Prove that there doesn't exist any normal subgroup $H$ such that $S_5/H $ is isomorphic to $S_4$

You are on the right track, you've shown that such a normal subgroup would need to be generated by a $5$ cycle in $S_5$, so now we need to show that the subgroup generated by a $5$ cycle in $S_5$ can't be normal. Conjugating a $5$ cycle will always yield a $5$ cycle (since conjugation preserves the order of elements of a group), so we'll need to work a little harder. There are a few ways to see this, but I'll give a hands on proof. Its enough to show that from any $5$ cycle, we can find something in the subgroup generated by its conjugates that isn't a $5$ cycle, since then we can't have any group generated by a $5$ cycle being normal. So if we have $(abcde)$ is our $5$ cycle, conjugating by the transposition $(ab)$ yields the $5$ cycle $(bacde)$, and $(abcde)(bacde)^{-1}=(cba)$, which has order $3$, so gives something bigger than our hypothetical normal subgroup of order $5$. Thus, no normal subgroup of order $5$ can exist.
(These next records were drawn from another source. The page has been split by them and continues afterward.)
PR #57, opened 2022-04-06
Make TF frame name for world frame always be world

sloretz:
This PR makes the TF frame for the world frame always be `world`. Currently the frame ends up being `WorldModelInstance/WorldBody/10`. It's not obvious to me if the ` drake::geometry::FrameId` at the end is stable. If not, it would be hard to make an RViz config.

It must have evaluated to `world` at some point in the past because the example PR uses a fixed frame of `world` already in its RViz config.

https://github.com/RobotLocomotion/drake-ros/blob/28b4920e67715eab25fe425601e8fe4529e28a69/drake_ros_examples/examples/iiwa_manipulator/iiwa_manipulator.rviz#L91

@IanTheEngineer & @EricCousineau-TRI thoughts?

---
This change is [Reviewable](https://reviewable.io/reviews/robotlocomotion/drake-ros/57)

### DIFF
--- a/drake_ros_tf2/src/utilities/name_conventions.cc
+++ b/drake_ros_tf2/src/utilities/name_conventions.cc
@@ -27,6 +27,11 @@ std::string GetTfFrameName(
     const std::unordered_set<const drake::multibody::MultibodyPlant<double>*>&
         plants,
     const drake::geometry::FrameId& frame_id) {
+  // Special case: world frame is always world
+  if (frame_id == inspector.world_frame_id()) {
+    return "world";
+  }
+
   std::stringstream ss;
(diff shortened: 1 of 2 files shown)


EricCousineau-TRI (approved):
:lgtm_strong: 

I strongly support having the name be correct w.r.t. the existing ecosystem!

> Reviewed 2 of 2 files at r1, all commit messages.
> *[Reviewable](https://reviewable.io/reviews/robotlocomotion/drake-ros/57#-:-N-LA7Qg63DhVUTy9lCt:b1dda9l)* status: :shipit: complete! all files reviewed, all discussions resolved (waiting on @IanTheEngineer)

PR #59, opened 2022-04-08
try to capture failure w/ amdgpu

EricCousineau-TRI:
At presently, `bazel build @ros2//:rviz_rviz` still works?

FYI @sloretz @IanTheEngineer @calderpg-tri

---
This change is [Reviewable](https://reviewable.io/reviews/robotlocomotion/drake-ros/59)

PR #61, opened 2022-04-08
Determine system library dirs by asking ld and ldconfig 

### LINKED ISSUE #60: `bazel build @ros2//:rviz_rviz` is misconfigured w/ amdgpu setup?
@calderpg-tri ran into this:
```sh
$ bazel build @ros2//:rviz2_rviz2
ERROR: {bazel_cache}/external/ros2/BUILD.bazel:551:11: @ros2//:rviz_ogre_vendor_cc: invalid label '/opt/amdgpu/lib/x86_64-linux-gnu/libGL.so.1' in element 24 of attribute 'srcs' in 'cc_library' rule: invalid target name '/opt/amdgpu/lib/x86_64-linux-gnu/libGL.so.1': target names may not start with '/'
ERROR: {bazel_cache}/external/ros2/BUILD.bazel:551:11: @ros2//:rviz_ogre_vendor_cc: invalid label '/opt/amdgpu/lib/x86_64-linux-gnu/libGL.so.1' in element 25 of attribute 'data' in 'cc_library' rule: invalid target name '/opt/amdgpu/lib/x86_64-linux-gnu/libGL.so.1': target names may not start with '/'
ERROR: error loading package '@ros2//': Package '' contains errors
...
```

for more info, see #59

sloretz:
Fixes #60

~~I don't understand the problem completely, so I'm not 100% sure this is the right fix.~~

The amdgpu driver adds a file to `/etc/ld.so.conf.d/` to specify a directory in `/opt` that should be searched by the dynamic loader when resolving a shared library's dynamic dependencies (stuff output when doing `ldd libsomelibrary.so`).~~

The CMake scraping code looks at libraries that need to be linked with a given target. Sometimes it knows it needs to link with a system shared library, and somehow it determines that library can be found in one of the folders `/etc/ld.so.conf.d`. This gets reported to code populating the templates for `BUILD.bazel`. That code tries to map the found library to a path in the sandbox, but it can't, so it leaves it as an absolute path to the library. The data is going to be populated into `srcs` and `data` which are bazel labels, and labels can't start with `/`, so the whole `BUILD.bazel` is invalid.

**Edit** There is existing code to filter system libraries, but it uses hard coded directories. This PR uses `ld` and `ldconfig` to determine what the system directories are instead.

~~This PR resolves it by making the template code filter libraries that are still absolute paths after trying to map them into the sandbox.~~

~~Parts I'm not sure about:~~
* ~~Do the libraries in `/etc/ld.so.conf.d` need to be added to the sandbox, or is `bazel` going to do that automatically?~~
* ~~How did CMake learn that a library needing to be linked against is in a folder specified in a file in `/etc/ld.so.conf.d`?~~
* ~~Where is the `sandbox()` function getting it's data from?~~

---
This change is [Reviewable](https://reviewable.io/reviews/robotlocomotion/drake-ros/61)

### DIFF
--- a/bazel_ros2_rules/ros2/ros2bzl/scraping/system.py
+++ b/bazel_ros2_rules/ros2/ros2bzl/scraping/system.py
@@ -3,6 +3,7 @@ Utility functions to aid compilation and linkage configuration scraping by
 resorting to (Linux) system-wide conventions and tooling.
 """
 
+from functools import lru_cache
 import os
 import re
 import subprocess
@@ -25,24 +26,52 @@ def is_system_include(include_path):
         for path in DEFAULT_INCLUDE_DIRECTORIES)
 
 
-# Standard library files' search paths for linkers in Linux systems.
-# Useful to detect system libraries in package exported configuration.
-DEFAULT_LINK_DIRECTORIES = ['/lib', '/usr/lib', '/usr/local/lib']
+@lru_cache(maxsize=1)
+def system_link_dirs():
+    """Get standard search paths for the linker."""
+    link_dirs = set(os.environ.get('LIBRARY_PATH', '').split(':'))
+    output = subprocess.run(
+        ['ld', '--verbose'],
+        check=True,
+        stdout=subprocess.PIPE,
+        stderr=subprocess.DEVNULL,
+        encoding='utf8'
+    ).stdout.strip()
+
+    for directory in re.findall(r'SEARCH_DIR\("=([^=]+)"\)', output):
+        link_dirs.add(directory)
+    # Filter emtpy strings
+    return tuple([d for d in link_dirs if d])
+
+
+@lru_cache(maxsize=1)
+def system_shared_lib_dirs():
+    """Get standard search paths for the dynamic runtime loader."""
+    lib_dirs = set(os.environ.get('LD_LIBRARY_PATH', '').split(':'))
+    output = subprocess.run(
+        ['ldconfig', '--verbose'],
+        check=False,  # TODO(sloretz) why does this proces have a non-zero exit
+                      # code on my system?
+        stdout=subprocess.PIPE,
+        stderr=subprocess.DEVNULL,
+        encoding='utf8'
+    ).stdout.strip()
+
+    for directory in re.findall(r'([^:\t\n]+):', output):
+        lib_dirs.add(directory)
+    # Filter emtpy strings
+    return tuple([d for d in lib_dirs if d])
 
 
 def is_system_library(library_path):
     """
     Checks whether `library_path` is in a system library directory
-    i.e. known to linkers.
+    i.e. known to the linker or dynamic loader
     """
     library_path = os.path.realpath(library_path)
     return any(
         library_path.startswith(path)
-        for path in DEFAULT_LINK_DIRECTORIES)
-
-
-LD_LIBRARY_PATHS = [
-    path for path in os.environ.get('LD_LIBRARY_PATH', '').split(':') if path]
+        for path in system_link_dirs() + system_shared_lib_dirs())
 
 
 def find_library_path(library_name, link_directories=None, link_flags=None):
@@ -66,9 +95,9 @@ def find_library_path(library_name, link_directories=None, link_flags=None):
             cmd.extend(['-L', path])
     if link_flags:
         cmd.extend(link_flags)
-    for path in LD_LIBRARY_PATHS:
+    for path in system_shared_lib_dirs():
         cmd.extend(['-L', path])
-    for path in DEFAULT_LINK_DIRECTORIES:
+    for path in system_link_dirs():
         cmd.extend(['-L', path])
     cmd.extend(['-o', os.devnull, '-l' + library_name])
     try:
--- a/bazel_ros2_rules/ros2/ros2bzl/scraping/system.py
+++ b/bazel_ros2_rules/ros2/ros2bzl/scraping/system.py
@@ -29,7 +29,7 @@ def is_system_include(include_path):
 @lru_cache(maxsize=1)
 def system_link_dirs():
     """Get standard search paths for the linker."""
-    link_dirs = set(os.environ.get('LIBRARY_PATH', '').split(':'))
+    link_dirs = set()
     output = subprocess.run(
         ['ld', '--verbose'],
         check=True,
@@ -47,9 +47,9 @@ def system_link_dirs():
 @lru_cache(maxsize=1)
 def system_shared_lib_dirs():
     """Get standard search paths for the dynamic runtime loader."""
-    lib_dirs = set(os.environ.get('LD_LIBRARY_PATH', '').split(':'))
+    lib_dirs = set()
     output = subprocess.run(
-        ['ldconfig', '--verbose'],
+        ['ldconfig', '-XN', '--verbose'],
         check=False,  # TODO(sloretz) why does this proces have a non-zero exit
                       # code on my system?
         stdout=subprocess.PIPE,
@@ -95,7 +95,7 @@ def find_library_path(library_name, link_directories=None, link_flags=None):
             cmd.extend(['-L', path])
     if link_flags:
         cmd.extend(link_flags)
-    for path in system_shared_lib_dirs():
+    for path in tuple(set(os.environ.get('LIBRARY_PATH', '').split(':'))):
         cmd.extend(['-L', path])
     for path in system_link_dirs():
         cmd.extend(['-L', path])
--- a/bazel_ros2_rules/ros2/ros2bzl/scraping/system.py
+++ b/bazel_ros2_rules/ros2/ros2bzl/scraping/system.py
@@ -88,19 +88,18 @@ def find_library_path(library_name, link_directories=None, link_flags=None):
     # Adapted from ctypes.util.find_library_path() implementation.
     pattern = r'/(?:[^\(\)\s]*/)*lib{}\.[^\(\)\s]*'.format(library_name)
 
-    cmd = ['ld', '-t']
+    paths = []
     if link_directories:
-        for path in link_directories:
-            cmd.extend(['-L', path])
+        paths.extend(link_directories)
+    paths.extend(set(os.environ.get('LIBRARY_PATH', '').split(':')))
+    paths.extend(set(os.environ.get('LD_LIBRARY_PATH', '').split(':')))
+    paths.extend(system_link_dirs())
+    paths.extend(system_shared_lib_dirs())
+
+    cmd = ['ld', '-t']
     if link_flags:
         cmd.extend(link_flags)
-    for path in set(os.environ.get('LIBRARY_PATH', '').split(':')):
-        cmd.extend(['-L', path])
-    for path in set(os.environ.get('LD_LIBRARY_PATH', '').split(':')):
-        cmd.extend(['-L', path])
-    for path in system_link_dirs():
-        cmd.extend(['-L', path])
-    for path in system_shared_lib_dirs():
+    for path in paths:
         cmd.extend(['-L', path])
     cmd.extend(['-o', os.devnull, '-l' + library_name])
     try:
--- a/bazel_ros2_rules/ros2/ros2bzl/scraping/system.py
+++ b/bazel_ros2_rules/ros2/ros2bzl/scraping/system.py
@@ -40,7 +40,7 @@ def system_link_dirs():
 
     for directory in re.findall(r'SEARCH_DIR\("=([^=]+)"\)', output):
         link_dirs.add(directory)
-    # Filter emtpy strings
+    # Filter empty strings
     return tuple([d for d in link_dirs if d])
 
 
@@ -58,7 +58,7 @@ def system_shared_lib_dirs():
 
     for directory in re.findall(r'([^:\t\n]+):', output):
         lib_dirs.add(directory)
-    # Filter emtpy strings
+    # Filter empty strings
     return tuple([d for d in lib_dirs if d])
 
 
--- a/bazel_ros2_rules/ros2/ros2bzl/scraping/system.py
+++ b/bazel_ros2_rules/ros2/ros2bzl/scraping/system.py
@@ -50,8 +50,7 @@ def system_shared_lib_dirs():
     lib_dirs = set()
     output = subprocess.run(
         ['ldconfig', '-XN', '--verbose'],
-        check=False,  # TODO(sloretz) why does this proces have a non-zero exit
-                      # code on my system?
+        check=True,
         stdout=subprocess.PIPE,
         stderr=subprocess.DEVNULL,
         encoding='utf8'
--- a/bazel_ros2_rules/ros2/ros2bzl/scraping/system.py
+++ b/bazel_ros2_rules/ros2/ros2bzl/scraping/system.py
@@ -94,7 +94,7 @@ def find_library_path(library_name, link_directories=None, link_flags=None):
             cmd.extend(['-L', path])
     if link_flags:
         cmd.extend(link_flags)
-    for path in tuple(set(os.environ.get('LIBRARY_PATH', '').split(':'))):
+    for path in set(os.environ.get('LIBRARY_PATH', '').split(':')):
         cmd.extend(['-L', path])
     for path in system_link_dirs():
         cmd.extend(['-L', path])
--- a/bazel_ros2_rules/ros2/ros2bzl/scraping/system.py
+++ b/bazel_ros2_rules/ros2/ros2bzl/scraping/system.py
@@ -96,7 +96,11 @@ def find_library_path(library_name, link_directories=None, link_flags=None):
         cmd.extend(link_flags)
     for path in set(os.environ.get('LIBRARY_PATH', '').split(':')):
         cmd.extend(['-L', path])
+    for path in set(os.environ.get('LD_LIBRARY_PATH', '').split(':')):
+        cmd.extend(['-L', path])
     for path in system_link_dirs():
+        cmd.extend(['-L', path])
+    for path in system_shared_lib_dirs():
         cmd.extend(['-L', path])
     cmd.extend(['-o', os.devnull, '-l' + library_name])
     try:
--- a/bazel_ros2_rules/ros2/ros2bzl/templates.py
+++ b/bazel_ros2_rules/ros2/ros2bzl/templates.py
@@ -64,7 +64,13 @@ def configure_package_cc_library(
     name, metadata, properties, dependencies, sandbox
 ):
     target_name = cc_name(name, metadata)
-    libraries = [sandbox(library) for library in properties['link_libraries']]
+    libraries = [
+        sandbox(library)
+        for library in properties['link_libraries']
+        # Assume only libraries that map to a relative path inside the
+        # sandbox need to be mentioned in BUILD.bazel
+        if not os.path.isabs(sandbox(library))
+    ]
     include_directories = [
         sandbox(include) for include in properties['include_directories']]
     local_includes = [
@@ -188,7 +194,11 @@ def configure_package_py_library(
             config.update({
                 'cc_name': c_name("_" + target_name, metadata),
                 'cc_libs': [
-                    sandbox(lib) for lib in properties['cc_libraries']],
+                    sandbox(lib) for lib in properties['cc_libraries']
+                    # Assume only libraries that  map to a relative path inside
+                    # the sandbox need to be mentioned in BUILD.bazel
+                    if not os.path.isabs(sandbox(lib))
+                ],
                 'cc_deps': cc_deps
             })
             data.append(c_label("_" + target_name, metadata))
--- a/bazel_ros2_rules/ros2/ros2bzl/templates.py
+++ b/bazel_ros2_rules/ros2/ros2bzl/templates.py
@@ -64,13 +64,7 @@ def configure_package_cc_library(
     name, metadata, properties, dependencies, sandbox
 ):
     target_name = cc_name(name, metadata)
-    libraries = [
-        sandbox(library)
-        for library in properties['link_libraries']
-        # Assume only libraries that map to a relative path inside the
-        # sandbox need to be mentioned in BUILD.bazel
-        if not os.path.isabs(sandbox(library))
-    ]
+    libraries = [sandbox(library) for library in properties['link_libraries']]
     include_directories = [
         sandbox(include) for include in properties['include_directories']]
     local_includes = [
@@ -194,11 +188,7 @@ def configure_package_py_library(
             config.update({
                 'cc_name': c_name("_" + target_name, metadata),
                 'cc_libs': [
-                    sandbox(lib) for lib in properties['cc_libraries']
-                    # Assume only libraries that  map to a relative path inside
-                    # the sandbox need to be mentioned in BUILD.bazel
-                    if not os.path.isabs(sandbox(lib))
-                ],
+                    sandbox(lib) for lib in properties['cc_libraries']],
                 'cc_deps': cc_deps
             })
             data.append(c_label("_" + target_name, metadata))


EricCousineau-TRI (changes requested):
> Do the libraries in /etc/ld.so.conf.d need to be added to the sandbox, or is bazel going to do that automatically?

I believe certain directories will not get "mapped out" when running under a nominal Bazel sandbox. For example, I *think* things like `/usr/lib`, `/lib`, etc. will be present under `bazel test`.
(This comes at the cost of less "hermeticity", but I think it should be fine for this case for now. Not everything is encapsulated by the Bazel sandbox, I think).

To confirm, though, we should at least test. I would suggest adding a `bazel test` to repro branch to test for existence of that library under `bazel test`. (added discussion point below)

> How did CMake learn that a library needing to be linked against is in a folder specified in a file in /etc/ld.so.conf.d?
> Where is the sandbox() function getting it's data from?

Probably need to look at the code to posit this? I can help if you'd like, but my attempt to grok would be similar to ours.
Re: CMake, it may be that Miche analyzied something like `ldd`, or the linker flags.
Re: `sandbox()`, I'm sure this is self-contained in this repo.

> *[Reviewable](https://reviewable.io/reviews/robotlocomotion/drake-ros/61#-:-N-AOdJ240gXzAPo51mr:byukbg6)* status: 0 of 1 files reviewed, 2 unresolved discussions (waiting on @sloretz)

*[a discussion](https://reviewable.io/reviews/robotlocomotion/drake-ros/61#-N-AOULtCJkJWGnDnTk7:-N-AOULtCJkJWGnDnTk8:b-d3mrvk) (no related file):*
nit At present, I believe only you + Calder can repro this.

Can I ask you to post a draft PR, similar to #59, that shows the repro? I tried on my side w/ your suggestion, but couldn't capture it.

---
*[a discussion](https://reviewable.io/reviews/robotlocomotion/drake-ros/61#-N-AOxJw9jkhBgjcZNGt:-N-AOxJw9jkhBgjcZNGu:b-bohhwy) (no related file):*
Per above, we should have a reproducible confirmation that we can read libraries listed for `/etc/ld.so.conf.d`.
(I believe they should be available, so hopefully no extra work is needed.)

---

sloretz (commented):
> Probably need to look at the code to posit this? I can help if you'd like, but my attempt to grok would be similar to ours.
Re: CMake, it may be that Miche analyzied something like ldd, or the linker flags.

Sure enough it was coming from [using `ldd` to determine each shared libraries dependencies](https://github.com/RobotLocomotion/drake-ros/blob/8ad9e583d48c3507f2346c6b8b6c87491fdf0642/bazel_ros2_rules/ros2/ros2bzl/scraping/system.py#L107). There is logic to filter out system libraries, but [it uses hard-coded paths](https://github.com/RobotLocomotion/drake-ros/blob/8ad9e583d48c3507f2346c6b8b6c87491fdf0642/bazel_ros2_rules/ros2/ros2bzl/scraping/system.py#L30). I updated the PR to get the system directories from `ld` and `ldconfig` - the latter makes use of `/etc/ld.so.conf.d`. That results in the amdgpu folders being filtered out from the `BUILD.bazel` generation. I think that's a better solution than my first attempt.

> *[Reviewable](https://reviewable.io/reviews/robotlocomotion/drake-ros/61#-:-N-Adq7_5zxBJXCMgJd-:b6rcjna)* status: 0 of 2 files reviewed, 2 unresolved discussions (waiting on @EricCousineau-TRI and @sloretz)

*[a discussion](https://reviewable.io/reviews/robotlocomotion/drake-ros/61#-N-AOULtCJkJWGnDnTk7:-N-Af4GK66YkFSxC1qPK:bm8gguv) (no related file):*

nit At present, I believe only you + Calder can repro this.

Can I ask you to post a draft PR, similar to #59, that shows the repro? I tried on my side w/ your suggestion, but couldn't capture it.
</blockquote></details>

Would a script building and running a singularity container work?

---

EricCousineau-TRI (commented):
> *[Reviewable](https://reviewable.io/reviews/robotlocomotion/drake-ros/61)* status: 0 of 2 files reviewed, 2 unresolved discussions (waiting on @sloretz)

*[a discussion](https://reviewable.io/reviews/robotlocomotion/drake-ros/61#-N-AOULtCJkJWGnDnTk7:-N-AknjU7BS1ObhCVp0P:b-p1lcvd) (no related file):*

Would a script building and running a singularity container work?
</blockquote></details>

Yup! Whatever's best for ya.

---

sloretz:
*[a discussion](https://reviewable.io/reviews/robotlocomotion/drake-ros/61#-N-AOULtCJkJWGnDnTk7:-N-AvQ0W1SO4rYY8WjPQ:bdbjc5g) (no related file):*

Yup! Whatever's best for ya.
</blockquote></details>

Reproduction script here: https://github.com/RobotLocomotion/drake-ros/pull/59#issuecomment-1093559724

---

EricCousineau-TRI (commented):
> Reviewed 1 of 2 files at r2, all commit messages.
> *[Reviewable](https://reviewable.io/reviews/robotlocomotion/drake-ros/61)* status: 1 of 2 files reviewed, 1 unresolved discussion (waiting on @sloretz)

*[a discussion](https://reviewable.io/reviews/robotlocomotion/drake-ros/61#-N-AOULtCJkJWGnDnTk7:-N-K95sI5W_-hch2c38c:bwrc7li) (no related file):*

Reproduction script here: https://github.com/RobotLocomotion/drake-ros/pull/59#issuecomment-1093559724
</blockquote></details>

OK Can confirm repro!

---

EricCousineau-TRI (changes requested):
> *[Reviewable](https://reviewable.io/reviews/robotlocomotion/drake-ros/61)* status: 1 of 2 files reviewed, 2 unresolved discussions (waiting on @sloretz)

*[a discussion](https://reviewable.io/reviews/robotlocomotion/drake-ros/61#-N-K9A-XEa00nKq9q5zg:-N-K9A-XEa00nKq9q5zh:b-xja2b3) (no related file):*
CI is currently failing; perhaps filtering was too aggressive?
https://github.com/RobotLocomotion/drake-ros/runs/5893249247?check_suite_focus=true#step:6:40
```
[106 / 118] Compiling ros2_example_apps/oracle.cc; 7s processwrapper-sandbox ... (2 actions, 1 running)
ERROR: /__w/drake-ros/drake-ros/ros2_example_bazel_installed/ros2_example_apps/BUILD.bazel:20:14: Linking ros2_example_apps/_oracle_cc_shimmed failed: (Exit 1): gcc failed: error executing command /usr/bin/gcc @bazel-out/k8-opt/bin/ros2_example_apps/_oracle_cc_shimmed-2.params

Use --sandbox_debug to see verbose messages from the sandbox
bazel-out/k8-opt/bin/_solib_k8/_U_S_Sros2_Uexample_Ucommon_Cros2_Uexample_Ucommon_Umsgs_Ucc___Uros2_Uexample_Ucommon/libros2_example_common_msgs__rosidl_typesupport_fastrtps_cpp.so: error: undefined reference to 'eprosima::fastcdr::Cdr::serialize(char)'
bazel-out/k8-opt/bin/_solib_k8/_U_S_Sros2_Uexample_Ucommon_Cros2_Uexample_Ucommon_Umsgs_Ucc___Uros2_Uexample_Ucommon/libros2_example_common_msgs__rosidl_typesupport_fastrtps_cpp.so: error: undefined reference to 'eprosima::fastcdr::Cdr::deserialize(char&)'
```

---

EricCousineau-TRI (commented):
> *[Reviewable](https://reviewable.io/reviews/robotlocomotion/drake-ros/61)* status: 1 of 2 files reviewed, 2 unresolved discussions (waiting on @sloretz)

*[a discussion](https://reviewable.io/reviews/robotlocomotion/drake-ros/61#-N-AOxJw9jkhBgjcZNGt:-N-KFm-L-fFWI_lCzbRN:bljeueu) (no related file):*

Per above, we should have a reproducible confirmation that we can read libraries listed for `/etc/ld.so.conf.d`.
(I believe they should be available, so hopefully no extra work is needed.)
</blockquote></details>

OK After thinking about this, `bazel test` on binaries that are dynamically linking this (hopefully any / all?) should be sufficient testing.

---
___
*[bazel_ros2_rules/ros2/ros2bzl/scraping/system.py, line 33 at r2](https://reviewable.io/reviews/robotlocomotion/drake-ros/61#-N-KEqKz3oOoslM-Rt9j:-N-KEqKz3oOoslM-Rt9k:b-7t7o4u) ([raw file](https://github.com/robotlocomotion/drake-ros/blob/25e4a675684d7ed15e5c7f3b50b42a403062ac93/bazel_ros2_rules/ros2/ros2bzl/scraping/system.py#L33)):*
> ```Python
>     """Get standard search paths for the linker."""
>     link_dirs = set(os.environ.get('LIBRARY_PATH', '').split(':'))
>     output = subprocess.run(
> ```

nit Why not just lump both "link" + "shared lib" for now, and make parsing a bit simpler? e.g. in addition to `LIBRARY_PATH` and `LD_LIBRARY_PATH`, just add these?
```
lines = shell("cat /etc/ld.so.conf.d/*.conf").splitlines()
for line in lines:
   line = line.split('#')[0].strip()
   if isdir(line):
      dirs.add(line)
```

It's probably overfit to Debian, but :shrug: for now?
(unless your current approach is better for Mac?)
___
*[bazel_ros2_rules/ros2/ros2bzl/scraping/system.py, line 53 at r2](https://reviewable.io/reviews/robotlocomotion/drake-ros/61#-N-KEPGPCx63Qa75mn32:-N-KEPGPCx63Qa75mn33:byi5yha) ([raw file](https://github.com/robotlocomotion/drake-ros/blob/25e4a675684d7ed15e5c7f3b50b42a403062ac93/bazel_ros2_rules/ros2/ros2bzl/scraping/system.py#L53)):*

You have almost finished the proof. So $|H|=5$, $H$ consists of 4 5-cycles and the identity element. Since there are $24$ cycles of length $5$ in $S_5$ there exists a $5$-cycle $c$ not in $H$. Since any two $5$-cycles are conjugate $S_5$, there is a conjugation taking a cycle from $H$ to $c$. This is a contradiction since $H$ is normal.

You're doing well. Up to a relabeling of the elements which $S_5$ operates on, the generator of $H$ can be chosen to be $(12345)$. Now observe $$ (12)(12345)(12)=(13452)\notin H $$ and you're done.